**EXERCISE INSTRUCTIONS**
Type out the entries below again, character for character.

**SOURCE MATERIAL**
.....

PR #511, opened 2022-03-21
fix: rename `__TAURI__._invoke` to `__TAURI_INVOKE__`.

mikoto2000:
Renamed `__TAURI__._invoke` to `__TAURI_INVOKE__` in [tauri-app/tauri #2417](https://github.com/tauri-apps/tauri/pull/2417), but not reflected in the document.

### DIFF
--- a/docs/guides/command.md
+++ b/docs/guides/command.md
@@ -32,7 +32,7 @@ Now, you can invoke the command from your JS code:
 // With the Tauri API npm package:
 import { invoke } from '@tauri-apps/api/tauri'
 // With the Tauri global script, enabled when `tauri.conf.json > build > withGlobalTauri` is set to true:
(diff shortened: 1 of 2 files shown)


FabianLars:
Thank you for contributing, unfortunately this change is not quite correct.
`__TAURI_INVOKE_` is primarily meant for _internal_ usage (each of our api functions use it internally too).
`__TAURI__.invoke` still works (the actual npm package equivalent is `__TAURI__.tauri.invoke` btw), if it doesn't then you probably didn't enable `withGlobalTauri` in your tauri.conf.json.

mikoto2000:
@FabianLars 

Thank you for your comment.
I was able to confirm that `__TAURI__.invoke` works. (Failed to save `tauri.conf.json` ...)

.....

**EXPECTED ANSWER**
PR #511, opened 2022-03-21
fix: rename `__TAURI__._invoke` to `__TAURI_INVOKE__`.

mikoto2000:
Renamed `__TAURI__._invoke` to `__TAURI_INVOKE__` in [tauri-app/tauri #2417](https://github.com/tauri-apps/tauri/pull/2417), but not reflected in the document.

### DIFF
--- a/docs/guides/command.md
+++ b/docs/guides/command.md
@@ -32,7 +32,7 @@ Now, you can invoke the command from your JS code:
 // With the Tauri API npm package:
 import { invoke } from '@tauri-apps/api/tauri'
 // With the Tauri global script, enabled when `tauri.conf.json > build > withGlobalTauri` is set to true:
(diff shortened: 1 of 2 files shown)


FabianLars:
Thank you for contributing, unfortunately this change is not quite correct.
`__TAURI_INVOKE_` is primarily meant for _internal_ usage (each of our api functions use it internally too).
`__TAURI__.invoke` still works (the actual npm package equivalent is `__TAURI__.tauri.invoke` btw), if it doesn't then you probably didn't enable `withGlobalTauri` in your tauri.conf.json.

mikoto2000:
@FabianLars 

Thank you for your comment.
I was able to confirm that `__TAURI__.invoke` works. (Failed to save `tauri.conf.json` ...)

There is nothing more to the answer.